===== Extracted records
PR #1966, opened 2023-01-08
actions/checkout@v3

meisenzahl:


danirabbit (approved):
I think the gettext action files to push with v3, but let's try it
==========
Faithfully copy every entry, leaving nothing out.

PR #1966, opened 2023-01-08
actions/checkout@v3

meisenzahl:


danirabbit (approved):
I think the gettext action files to push with v3, but let's try it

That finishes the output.